Analisis Karakteristik Tegangan dan Arus Operasional Magnesium Air Fuel Cell Sel Tunggal
CHAMDANI A, Ir. Haryono Budi Santosa, M.Sc. ; Dr. Rachmawan Budiarto, S.T., M.T
2018 | Skripsi | S1 TEKNIK FISIKAProyeksi kebutuhan energi di Indonesia mengalami rerata peningkatan sebesar 4,9% setiap tahunnya hingga 2050. Indonesia memenuhi kebutuhan energinya saat ini dengan bauran energi konvensional (89,6%) dan energi terbarukan (10,4%). Teknologi yang dapat memenuhi kebutuhan energi Indonesia dan bersifat terbarukan adalah Magnesium Air Fuel Cell (MAFC). Teknologi ini memanfaatkan magnesium sebagai sumber energinya. Pemanfaatan MAFC sebagai pembangkit energi di Indonesia didukung dengan cadangan magnesium Indonesia yang mencapai 1,85 miliar ton. Potensi energi yang mampu dibangkitkan melalui cadangan tersebut adalah sebesar 11951 TWh. Tantangan yang dihadapi untuk menjadikan MAFC sebagai pembangkit energi di Indonesia adalah kurangnya data waktu layanan. Metode yang dilakukan untuk memperoleh data tersebut adalah dengan memberikan arus listrik pada MAFC. Metode tersebut memberikan hasil berupa fungsi waktu layanan terhadap arus t(I) = 2094,2 I + 324,09 dan fungsi waktu layanan terhadap resistansi t(R) = 2,5441 R - 71,118. Kedua fungsi tersebut dapat digunakan untuk mengetahui berapa lama waktu layanan yang dapat diberikan untuk setiap arus listrik dan resistansi, serta bagaimana hubungan waktu layanan t dengan arus I dan resistansi R saling berkaitan. Fungsi waktu layanan yang telah diperoleh selanjutnya dapat digunakan sebagai tolak ukur pengembangan teknologi MAFC.
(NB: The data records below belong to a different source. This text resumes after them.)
PR #430, opened 2020-12-15
imb-mpi1 (added bandwidth measurement support)

garvct:
- Add a third command argument (TYPE to select between default (**latency**) measurement and **bandwidth**)


xpillons (approved):
looks good for me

Projections of energy demand in Indonesia experience an average increase of 4,9% per year until 2050. Indonesia meets the needs of its today energy, with mix conventional energy (89,6%) and renewable energy (10,4%). Technology that can meet the energy demands of Indonesia and are renewable is Magnesium Air Fuel Cell (MAFC). This technology utilize magnesium as a energy source. Magnesium Air Fuel Cell utilization as energy suppliers in Indonesia supported by backup magnesium Indonesia to reach 1.85 billion tons. Potential energy that is able to be generated through those backup is 11951 TWh. Challenge that facing to make MAFC as Indonesia energy supplier is the lack of data on time service. Method that can be done to gain such data is to provide the current in the MAFC. These methods provide the results in the form of a function of time service to current t(I) = 2094,2 I + 324,09, and the function of time service to resistance t(R) = 2,5441 R - 71,118. Both of these functions can be used to find out how long a service can be provided for each current and resistance, also how the correlation time service (t), current (I) and resistance (R) are inter-related. Function of time services have been obtained can then be used as a benchmark MAFC technology development.
Kata Kunci : Kebutuhan energi, Magnesium Air Fuel Cell, Potensi Energi, Waktu Layanan, Fungsi Waktu Layanan.